Servizi
Contatti

Eventi


Con il ricordo ancora vivo dei bellissimi versi intrisi di un amore totale, di storia intima aperta a un riscontro più ampio del senso della vita, apparsi in Per una manciata d'amore (ed.Libroitaliano,2002) sono accostato con curiosità a questo Albicocche per miei ospiti (al suggestivo e significativo perchè di un tale titolo rimando alla nota  a fondo libro).

Qui, Manuela Bellodi, ha deliberatamente e con gioia scelto una singolare ricognizione nel mondo della natura, intuendo-anche a fronte di una precisa sensibilità femminile-come la natura si presti a una osservazione umana correlata a una comunicazione con gli strumenti del linguaggio.Quando il profumo dei fiori di tiglio le fa dire :"hai spezzato il digiuno | spazzato via la noia | colmando un vuoto | altrimenti incolmabile | di gioia |... E' il pensiero di te | mia libertà | e sapienza", significa che l'apparente finzione trasuda sensazioni  che altrimenti giacerebbero nei sentimenti più profondi e segreti dell'animo.

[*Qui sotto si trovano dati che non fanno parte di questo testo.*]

PR #635, opened 2026-04-17
Worker starts ClaudeSession before the first real turn and leaves it idle during pickup work (closes #502)

### LINKED ISSUE #502: Worker starts ClaudeSession before the first real turn and leaves it idle during pickup work
## Symptom

After a worker picks an issue, the persistent `ClaudeSession` is often created or restarted before the worker reaches the first real setup/task turn. The claude subprocess is warm and ready, but the worker then spends noticeable time doing non-claude pickup work first.

That pickup work still includes things like:

- setting the GitHub user status
- posting the pickup comment
- creating or checking out the work branch
- other repo / GitHub bookkeeping that happens before the first `claude_run(...)` for setup

## Current state

The older two-one-shot-status explanation is now stale. `Worker.set_status()` no longer does separate text and emoji subprocess calls; it already routes status generation through one prompt and one update path.

The remaining problem is the session lifetime boundary: claude is started early, then sits idle while the worker finishes the rest of the pickup path.

## Expected behavior

Either:

1. create or restart the persistent session immediately before the first real setup/task/CI/thread turn, or
2. overlap the non-claude pickup work so early session creation does not leave a warm process idle for long

## Fix direction

- measure issue-pickup-to-first-turn latency from `starting issue` to the first session-backed Claude turn
- decide whether the session should move later in the pickup flow or whether the remaining non-claude steps should be overlapped / deferred
- keep the issue focused on the idle-session window rather than reopening the already-fixed multi-call status path

FidoCanCode:
Fixes #502.

Defers ClaudeSession creation until the first real turn needs it, eliminating the idle window where a warm subprocess sits waiting while the worker does GitHub API pickup work (viewing issues, posting comments, creating branches).

---

## Work queue

- [ ] Defer ClaudeSession creation until first real turn needs it **→ next**


rhencke:
Wrong fix.  We intentionally start it early so by the time it gets to a task it's ready.  Intentional.

rhencke:
The actual fix: parallelize setting the GitHub user status
posting the pickup comment
creating or checking out the work branch
other repo / GitHub bookkeeping that happens before the first claude_run(...) for setup

FidoCanCode:
Arf, got it — that early start is a feature, not a bug. The warm-up time is the whole point. I'll revert this and close the PR. 🐕

rhencke:
No just reread the issue assigned and rescope pr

I fiori, gli alberi, i frutti di questo suo giardino, che si offre ai suoi e nostri occhi e non solo, contemplano quell'animazione della natura che contribuisce alla formazione di una unità di pensiero dentro l'immensa mappa del Cosmo. Del resto ogni libro di poesia è un giardino, come ebbe a dire Garcia Lorca, il quale aggiunse anche: "beato colui che lo sa piantare e fortunato colui che toglie le sue rose per darle in pasto alla sua anima". Un giardino reale Manuela Bellodi lo possiede per davvero sottocasa, in aggiunta a quello immaginifico. Lì la poesia si offre a una conoscenza  e a una certa filosofia.

Nella storia della filosofia, infatti, ricompare più volte questo motivo del giardino come luogo ideale per una conversazione anche filosofica. In tal senso simboli stimoli furono appannaggio, a suo tempo, anche di grandi poeti e scrittori, come Rilke ed Herman Hesse. L'idea del germinare, del crescere ma anche dell'appassire e del morire per ricrescere fa si che la solitudine dell'uomo e l'incomunicabilitàsiano destinate a coniugarsi in direzione di un rituale profondo e sensibile. Il giardino, il bosco con i loro frutti e fiori cavalcano le pagine della stessa Bibbia, trovano nel mondo orientale il culto del meraviglioso silenzio, la contempalzione di un'oasi di pace. Così è per Manuela: "Sotto il pergolato d'uva | s enza pensare a niente | che non sia | cielo-terra-azzurro. verde | svuotata di tutto, finalmente | f uori di me | Ciottolo levigato | io stessa."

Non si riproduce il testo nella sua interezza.